* **What you are asked to do**
Find every line below with the string "entered" and pick it out.

::::::

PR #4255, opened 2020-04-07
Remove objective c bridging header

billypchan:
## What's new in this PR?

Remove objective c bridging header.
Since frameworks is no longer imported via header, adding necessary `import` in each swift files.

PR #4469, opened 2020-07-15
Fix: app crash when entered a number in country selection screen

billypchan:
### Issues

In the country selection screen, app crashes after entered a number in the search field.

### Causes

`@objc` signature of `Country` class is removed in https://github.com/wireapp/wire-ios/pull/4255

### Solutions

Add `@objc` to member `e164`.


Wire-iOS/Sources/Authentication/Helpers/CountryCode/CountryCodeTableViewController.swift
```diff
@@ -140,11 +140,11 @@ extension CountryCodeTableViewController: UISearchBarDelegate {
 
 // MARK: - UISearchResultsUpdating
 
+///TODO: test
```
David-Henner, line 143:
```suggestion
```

::::::

* **Task solution**
Fix: app crash when entered a number in country selection screen
In the country selection screen, app crashes after entered a number in the search field.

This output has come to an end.